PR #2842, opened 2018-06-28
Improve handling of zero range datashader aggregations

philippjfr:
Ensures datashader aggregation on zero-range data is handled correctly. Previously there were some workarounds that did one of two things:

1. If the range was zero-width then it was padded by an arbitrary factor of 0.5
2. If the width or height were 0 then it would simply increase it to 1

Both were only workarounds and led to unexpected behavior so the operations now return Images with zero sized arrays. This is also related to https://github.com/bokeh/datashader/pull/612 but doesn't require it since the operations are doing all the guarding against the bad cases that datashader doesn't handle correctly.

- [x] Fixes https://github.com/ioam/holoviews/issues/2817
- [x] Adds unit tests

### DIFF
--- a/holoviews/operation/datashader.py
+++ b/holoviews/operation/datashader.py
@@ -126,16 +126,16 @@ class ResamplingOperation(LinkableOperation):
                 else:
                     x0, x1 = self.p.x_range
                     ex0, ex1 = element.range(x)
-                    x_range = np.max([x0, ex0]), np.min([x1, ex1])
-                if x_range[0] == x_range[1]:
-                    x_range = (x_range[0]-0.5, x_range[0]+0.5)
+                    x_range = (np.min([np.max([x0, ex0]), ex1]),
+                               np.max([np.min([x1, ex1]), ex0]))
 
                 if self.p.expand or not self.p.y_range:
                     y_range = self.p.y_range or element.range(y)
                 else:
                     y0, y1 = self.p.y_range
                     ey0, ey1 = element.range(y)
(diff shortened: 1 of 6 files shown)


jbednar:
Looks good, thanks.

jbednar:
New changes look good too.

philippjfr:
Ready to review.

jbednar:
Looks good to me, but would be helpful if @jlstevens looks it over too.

---

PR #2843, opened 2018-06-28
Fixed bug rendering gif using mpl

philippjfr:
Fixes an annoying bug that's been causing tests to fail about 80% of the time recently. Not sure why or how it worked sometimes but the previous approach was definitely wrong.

TASK ITEM:
Output exactly one stretch of the listing: from the line containing "PR #2842, opened 2018-06-28" through the line containing "ex0, ex1 = element.range(x)", both end lines included.

TASK OUTPUT:
PR #2842, opened 2018-06-28
Improve handling of zero range datashader aggregations

philippjfr:
Ensures datashader aggregation on zero-range data is handled correctly. Previously there were some workarounds that did one of two things:

1. If the range was zero-width then it was padded by an arbitrary factor of 0.5
2. If the width or height were 0 then it would simply increase it to 1

Both were only workarounds and led to unexpected behavior so the operations now return Images with zero sized arrays. This is also related to https://github.com/bokeh/datashader/pull/612 but doesn't require it since the operations are doing all the guarding against the bad cases that datashader doesn't handle correctly.

- [x] Fixes https://github.com/ioam/holoviews/issues/2817
- [x] Adds unit tests

### DIFF
--- a/holoviews/operation/datashader.py
+++ b/holoviews/operation/datashader.py
@@ -126,16 +126,16 @@ class ResamplingOperation(LinkableOperation):
                 else:
                     x0, x1 = self.p.x_range
                     ex0, ex1 = element.range(x)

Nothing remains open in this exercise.